Read through the lines below and copy the ones holding the string "central".

Source data Start Marker

PR #2427, opened 2025-02-07
fix: only enable quinn-udp fast-apple-datapath on arm

mxinden:
Only enable `fast-apple-datapath` on aarch64.

Old MacOS versions (e.g. 10.15) don't fully support `sendmsg_x` and `recvmsg_x`, both enabled by `fast-apple-datapath`. Instead of feature gating by OS version, simply do so by CPU arch, leveraging the fact that newer MacOS devices use ARM.

---

Draft for now. [Debugging mozilla-central failure on MacOS 10.15.](https://bugzilla.mozilla.org/show_bug.cgi?id=1942325#c4)

### DIFF
--- a/Cargo.toml
+++ b/Cargo.toml
@@ -33,7 +33,6 @@ rust-version = "1.76.0"
 enum-map = { version = "2.7", default-features = false }
 log = { version = "0.4", default-features = false }
 qlog = { version = "0.13", default-features = false }
-quinn-udp = { version = "0.5.6", default-features = false, features = ["direct-log", "fast-apple-datapath"] }
 regex = { version = "1.9", default-features = false, features = ["unicode-perl"] }
 static_assertions = { version = "1.1", default-features = false }
 url = { version = "2.5.3", default-features = false, features = ["std"] }
--- a/neqo-bin/Cargo.toml
+++ b/neqo-bin/Cargo.toml
@@ -38,7 +38,7 @@ neqo-http3 = { path = "./../neqo-http3" }
 neqo-transport = { path = "./../neqo-transport" }
 neqo-udp = { path = "./../neqo-udp" }
 qlog = { workspace = true }
-quinn-udp = { workspace = true }
+quinn-udp = { version = "0.5.6", default-features = false, features = ["direct-log"] }
 regex = { workspace = true }
 tokio = { version = "1", default-features = false, features = ["net", "time", "macros", "rt", "rt-multi-thread"] }
 url = { workspace = true }
--- a/neqo-udp/Cargo.toml
+++ b/neqo-udp/Cargo.toml
@@ -19,7 +19,16 @@ workspace = true
 # Checked against https://searchfox.org/mozilla-central/source/Cargo.lock 2024-11-11
 log = { workspace = true }
 neqo-common = { path = "./../neqo-common" }
-quinn-udp = { workspace = true }
+quinn-udp = { version = "0.5.6", default-features = false, features = ["direct-log"] }
+
+# Only enable `fast-apple-datapath` on aarch64.
+#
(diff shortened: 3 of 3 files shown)


larseggert:
This is odd, because IIRC these syscalls predate Catalina by years.

mxinden:
Thanks @larseggert for the info.

All suspicions for now. I just know it is related to Neqo `v0.12` and MacOS 10.15.

Might as well be a syscall from the `mtu` crate which we are introducing through Neqo `v0.12` as well.

(Thus far I have no other way to reproduce than Mozilla's CI, a single run take ~6h, and logs have not been helpful.)

I will continue to debug this.

mxinden:
For the record, Mozilla CI:

- failes with Neqo `v0.12.2`: https://treeherder.mozilla.org/jobs?repo=try&revision=0b1ba0bbf8036fe982fb727e4a6205aeb7ba513f&selectedTaskRun=PaCBY_IPRny5j2SyiWU4CQ.0
- succeeds with Neqo `v0.12.2` no `mtu` crate and no `fast-apple-datapath` feature: https://treeherder.mozilla.org/jobs?repo=try&revision=f62750f5262f198079717fa5a0aa1471c68bdcd3&selectedTaskRun=ecJ2FQs0Rky5FsAkTcSM4Q.0
- fails with Neqo `v0.12.2` no `mtu` crate: https://treeherder.mozilla.org/jobs?repo=try&revision=e1d384ee16dceed38e23dc6d0ac02f92705ea78b&selectedTaskRun=KGM7n4kaRZiHU6OT8i8ziA.0
- succeeds with Neqo `v0.12.2` and no `fast-apple-datapath` feature: https://treeherder.mozilla.org/jobs?repo=try&revision=c94781bd7362c8d47f6065af6a7426f040d6784c&selectedTaskRun=br1Tj1VkSwCklxBs1LYN2w.0
- succeeds with this pull request: https://treeherder.mozilla.org/jobs?repo=try&revision=c9b3083ebbc1c6c7470ca5c0c1b53e926073c1f3&selectedTaskRun=WVg1w7h2RDOyjq-U3xsiMA.0

larseggert:
@mxinden in case it helps, I have an old Intel MacBook laying around somewhere.

mxinden:
A datapoint for `sendmsg_x` failure on MacOS <= 13:

https://github.com/oven-sh/bun/commit/26526cba3828bdd82731ed30152625fe2b12f7f5#diff-8060260f9888a3a03c4d236f22769baacc4c9aec45abf7f49b5b2bbab7e39579R307

mxinden:
> @mxinden in case it helps, I have an old Intel MacBook laying around somewhere.

@larseggert that would be very helpful! Could you checkout the `quinn` project and run its unit tests with the `fast-apple-datapath` feature enabled:

```
cargo test -p quinn-udp --features fast-apple-datapath
```

Which MacOS version is it running?

mxinden:
That is good news. Thanks for reproducing. This matches what we are seeing on Mozilla's CI and above linked commit on oven-sh/bun.

mxinden:
Another reference to the issue: https://bun.sh/blog/bun-v1.1.22#udp-socket-hangs-on-macos-13

larseggert:
So what's happening is that in the receive path, the `cmsg_iter` loop in `decode_recv` never terminates, because the iterator returns a `cmsghdr` where all fields are zero, which hits the `_` case in the loop.

I wonder if `libc::CMSG_NXTHDR` is not correct for older macOS versions... Anyway, we can work around this in `quinn-udp`.

mxinden:
With https://github.com/quinn-rs/quinn/pull/2154 merged, released and landed in mozilla-central, this issue is resolved.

Source data End Marker

Task solution
Draft for now. [Debugging mozilla-central failure on MacOS 10.15.](https://bugzilla.mozilla.org/show_bug.cgi?id=1942325#c4)
 # Checked against https://searchfox.org/mozilla-central/source/Cargo.lock 2024-11-11
With https://github.com/quinn-rs/quinn/pull/2154 merged, released and landed in mozilla-central, this issue is resolved.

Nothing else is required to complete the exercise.